#### WORK REQUIRED
Exactly the lines from the one containing "Rule S1067: add" to the last line of the records, inclusive, are to be transcribed; include no others.

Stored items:
━━━━━━━━━━━━━━━━━━━━

PR #4612, opened 2021-06-29
Rule S1067: add support for C# 9 pattern matching

pavel-mikula-sonarsource:
Review per commit is suggested

### DIFF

━━━━━━━━━━━━━━━━━━━━

#### RESULT FOR THIS EXERCISE
Rule S1067: add support for C# 9 pattern matching

pavel-mikula-sonarsource:
Review per commit is suggested

### DIFF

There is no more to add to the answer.